### THE TASK
Within the entries below, find every line that has the string "created", then copy it.
*** Opening of DATA ***
PR #2724, opened 2023-07-07
[Feature] Channel icon emojis

Misha-133:
This PR adds support for channel emojis

### Changes
- Add `IconEmoji` property to `IGuildChannel`
- add `IconEmoji` to modify channel properties


src/Discord.Net.Rest/Entities/Channels/ChannelHelper.cs
```diff
@@ -39,9 +39,17 @@ internal static class ChannelHelper
                     }).ToArray()
                     : Optional.Create<API.Overwrite[]>(),
                 Flags = args.Flags.GetValueOrDefault(),
+                IconEmoji = args.IconEmoji.IsSpecified
+                    ? args.IconEmoji.Value is Emote emote
+                        ? new API.Emoji { Id = emote.Id, Name = emote.Name }
+                        : args.IconEmoji.GetValueOrDefault(null) is Emoji emoji
```
dimson-n: Looks like default value never be used here because `IconEmoji.IsSpecified` already checked and passing through `true` branch.

Misha-133: Hmm, yeah, nice catch. Idk why I ended up with `GetValueOrDefault`, seems to work fine without it.

Misha-133:
This property seems to be no longer used so i'll close this PR.

PR #2725, opened 2023-07-07
[Feature] Media channel support

Misha-133:
[docs](https://github.com/discord/discord-api-docs/pull/6232)

This PR adds support for the new media channels. 

## Warning
This feature is not released & fully documented yet, so use this at your own risk as things might change at any moment.

### Changes
- add `IMediaChannel`, rest & socket entities.
- add new channel flag
- add `IsThumbnail` property to `FileAttachment` - one can be set for an image used as a thumbnail in a media channel post
- update everything to support new `ChannelType`
- **misc** Add some missing forum channel related methods to `IGuild`

#### This PR is based on PR #2720

### DIFF
--- a/src/Discord.Net.Rest/Entities/Guilds/RestGuild.cs
+++ b/src/Discord.Net.Rest/Entities/Guilds/RestGuild.cs
@@ -447,6 +447,64 @@ namespace Discord.Rest
         }
 
         /// <summary>
+        ///     Gets a forum channel in this guild.
+        /// </summary>
+        /// <param name="id">The snowflake identifier for the forum channel.</param>
+        /// <param name="options">The options to be used when sending the request.</param>
+        /// <returns>
+        ///     A task that represents the asynchronous get operation. The task result contains the text channel
+        ///     associated with the specified <paramref name="id"/>; <see langword="null"/> if none is found.
+        /// </returns>
+        public async Task<RestForumChannel> GetForumChannelAsync(ulong id, RequestOptions options = null)
+        {
+            var channel = await GuildHelper.GetChannelAsync(this, Discord, id, options).ConfigureAwait(false);
+            return channel as RestForumChannel;
+        }
+
+        /// <summary>
+        ///     Gets a collection of all forum channels in this guild.
+        /// </summary>
+        /// <param name="options">The options to be used when sending the request.</param>
+        /// <returns>
+        ///     A task that represents the asynchronous get operation. The task result contains a read-only collection of
+        ///     forum channels found within this guild.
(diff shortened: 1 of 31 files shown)


src/Discord.Net.Rest/Entities/Guilds/RestGuild.cs
```diff
@@ -726,11 +784,24 @@ public Task<RestCategoryChannel> CreateCategoryChannelAsync(string name, Action<
         /// <param name="options">The options to be used when sending the request.</param>
         /// <exception cref="ArgumentNullException"><paramref name="name" /> is <see langword="null"/>.</exception>
         /// <returns>
-        ///     The created category channel.
+        ///     The created forum channel.
```
Panthr75, line 787: Rename `category` on line 780 to `forum`, like here

src/Discord.Net.WebSocket/Entities/Guilds/SocketGuild.cs
```diff
@@ -337,6 +337,15 @@ public IReadOnlyCollection<SocketThreadChannel> ThreadChannels
         public IReadOnlyCollection<SocketForumChannel> ForumChannels
             => Channels.OfType<SocketForumChannel>().ToImmutableArray();
```
Panthr75, line 338: Might want to add a check to not include media channels here

Panthr75:
It would be nice to have a `MediaChannelProperties`, so that you aren't passing `ForumChannelProperties` to a `Create Media Channel` method -- which seems wrong.

src/Discord.Net.Rest/Entities/Guilds/RestGuild.cs
Misha-133: ah yup, nice catch

src/Discord.Net.WebSocket/Entities/Guilds/SocketGuild.cs
Misha-133: This way it matches the behavior of similar methods.
ex: `SocketGuild.TextChannels`, `SocketGuild.VoiceChannels`

Misha-133:
> It would be nice to have a `MediaChannelProperties`, so that you aren't passing `ForumChannelProperties` to a `Create Media Channel` method -- which seems wrong.

I don't see a reason to add more properties, since the media channel does not have any extra features. Also, this matches the `IStageChannel` reusing same `VoiceChannelProperties`

MrCakeSlayer (approved):

quinchs (approved):

PR #2739, opened 2023-07-24
[Refactor] Remove some unnecessary async/await

dimson-n:
There are many `async` functions that doesn't really need to be `async` (e.g. check preconditions and delegate other operations to subsequent call like some helper).

This PR removes some of unnecessary `async`/`await` usage in simple cases.

That may cause slightly improve CPU and memory usage and allows to compiler generate more efficient code. Yes, this is micro-optimizations but every little performance issue touches each library user.


Misha-133 (approved):
lgtm

Waterball12:
You lose some information for debugging. seems to be fine for overload but in the PR is not always the case. Should consider how worth is `slightly improve CPU and memory usage`.

https://github.com/davidfowl/AspNetCoreDiagnosticScenarios/blob/master/AsyncGuidance.md#prefer-asyncawait-over-directly-returning-task

dimson-n:
Good remark, but i'm prefer performance in case of frameworks like D.Net is (just imho).
Exception wrapping guarantees may be matter, but almost all tasks awaited inplace here as i can see.

PR #2758, opened 2023-08-13
[Fix]: Slash Command Localizations lost after AddCommandsToGuildAsync and deleteMissing = false

### LINKED ISSUE #2757: [Bug]: Slash Command Localizations lost after AddCommandsToGuildAsync and deleteMissing = false
### Check The Docs

### Verify Issue Source

### Check your intents

### Description

When adding slash commands to a guild via `AddCommandsToGuildAsync` with the `deleteMissing` parameter set to `false` (probably also with `AddCommandsGloballyAsync` but i haven't tried that yet), the localizations of the existing slash commands are lost.

The cause is (most likely) [this call here](https://github.com/discord-net/Discord.Net/blob/7bfeb98265db66f646e429e7d1df1c33b3fadbb1/src/Discord.Net.Interactions/InteractionService.cs#L484C49-L484C85): the parameter `withLocalizations` is not set and default is `false`.

Will verify if this is indeed the cause and put a PR together with a fix for `AddCommandsToGuild`/`GloballyAsync` and other places that come to my mind, maybe `RegisterCommandsToGuild`/`GloballyAsync` are also affected.

### Version

3.12.0

### Working Version

Don't know if it was working before...

### Logs

```shell
don't have any logs
```

### Sample

_No response_

### Packages

Fergun.Interactive v1.7.3

### Environment

- **OS**: Windows 10
- **Architecture**: x64
- **SDK**: .NET 7

MaxEtMoritz:
### Description

Fetch localizations when adding commands with `deleteMissing` = `false` to prevent them getting lost.

### Changes

- add missing `withLocalizations` parameter with value `true` to the calls to `RestClient.GetGlobal`/`GuildApplicationCommands` calls.

### Related Issues

- resolves #2757

### DIFF
--- a/src/Discord.Net.Interactions/InteractionService.cs
+++ b/src/Discord.Net.Interactions/InteractionService.cs
@@ -392,7 +392,7 @@ namespace Discord.Interactions
             if (!deleteMissing)
             {
 
-                var existing = await RestClient.GetGuildApplicationCommands(guildId).ConfigureAwait(false);
+                var existing = await RestClient.GetGuildApplicationCommands(guildId, true).ConfigureAwait(false);
                 var missing = existing.Where(x => !props.Any(y => y.Name.IsSpecified && y.Name.Value == x.Name));
                 props.AddRange(missing.Select(x => x.ToApplicationCommandProps()));
             }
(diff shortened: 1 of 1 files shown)


DeclanFrampton:
I would suggest introducing  optional localization parameter's rather than forcing true on the localization params.

MaxEtMoritz:
> I would suggest introducing optional localization parameter's rather than forcing true on the localization params.

Yeah, could do that, but it is not clear for me what the use case of the current behavior is.
Why would someone want to add Slash commands without deleting the existing ones, but discard all existing localizations in this operation?

quinchs (approved):

PR #2769, opened 2023-08-28
[Fix] Add missing parameters to `RespondWithModalAsync` methods and implement missing overloads

zobweyt:
### Description
This PR adds missing implementation of modal modification in module bases.

### Changes
- Add missing `modifyModal` parameters to the `RespondWithModalAsync<T>` methods. (b7ee974)
- Add missing `RespondWithModalAsync<T>` overload to module bases. (e63665d)
- Fix inactive `options` parameter in the `RespondWithModalAsync` method. (46bcd72)
- Remove code duplication in `IDiscordInteractionExtensions` by using the `modalInfo.FromModal` method. (42f448b)
- Remove code duplication in `RestInteractionModuleBase` by extracting a `HandleInteractionAsync` method. (1a788d4)

### DIFF
--- a/src/Discord.Net.Interactions/Extensions/IDiscordInteractionExtensions.cs
+++ b/src/Discord.Net.Interactions/Extensions/IDiscordInteractionExtensions.cs
@@ -84,23 +84,8 @@ namespace Discord.Interactions
 
         private static async Task SendModalResponseAsync(IDiscordInteraction interaction, string customId, ModalInfo modalInfo, RequestOptions options = null, Action<ModalBuilder> modifyModal = null)
         {
-            var builder = new ModalBuilder(modalInfo.Title, customId);
-
-            foreach (var input in modalInfo.Components)
-                switch (input)
-                {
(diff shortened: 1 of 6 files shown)


Misha-133:
Could you also add [this overload](https://github.com/discord-net/Discord.Net/blob/dev/src/Discord.Net.Interactions/Extensions/IDiscordInteractionExtensions.cs#L57C9-L83)?

zobweyt:
should the `modifyModal` parameter come before `options`? almost everywhere it's ordered last and least used, also there will be no need to manually specify the parameter name or pass `null` to the `options`

Misha-133:
> should the `modifyModal` parameter come before `options`? almost everywhere it's ordered last and least used, also there will be no need to manually specify the parameter name or pass `null` to the `options`

Yeah, it should
But in some places doing that would introduce a breaking change. So you should order params in logical order where it won't 
break existing code.

Misha-133 (approved):

PR #1698, opened 2025-07-10
fix: small fix in transfer proptype

flaminic:
The component accepts every number for maxSelections, so changing the prototype accordingly to avoid false warnings


KaiVandivier (approved):
Yeah looks good! 😊

PR #1703, opened 2025-09-18
fix: adjust type definitions to align with prop-types

HendrikThePendric:
I encountered some type mismatches between the prop-types and the type definitions. Quite likely this was to do with the usage of the `requiredIf` prop-type helper.

I've added a comment to each type-definition change with a reference to the prop-type it belongs to.

### DIFF
--- a/components/pagination/types/index.d.ts
+++ b/components/pagination/types/index.d.ts
@@ -14,7 +14,7 @@ export interface PaginationProps {
     isLastPage?: boolean
     nextPageText?: TranslateableProp
     pageCount?: number
-    pageLength?: boolean
+    pageLength?: number
     pageSelectText?: TranslateableProp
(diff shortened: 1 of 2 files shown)


components/pagination/types/index.d.ts
```diff
@@ -14,7 +14,7 @@ export interface PaginationProps {
     isLastPage?: boolean
     nextPageText?: TranslateableProp
     pageCount?: number
-    pageLength?: boolean
+    pageLength?: number
```
HendrikThePendric, line 17: https://github.com/dhis2/ui/blob/3be39ae9c7cb874ea48be34d315a15d915f889d6/components/pagination/src/pagination.js#L141

amcgee (approved):
LGTM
*** Close of DATA ***
### WRITTEN RESPONSE
-        ///     The created category channel.
+        ///     The created forum channel.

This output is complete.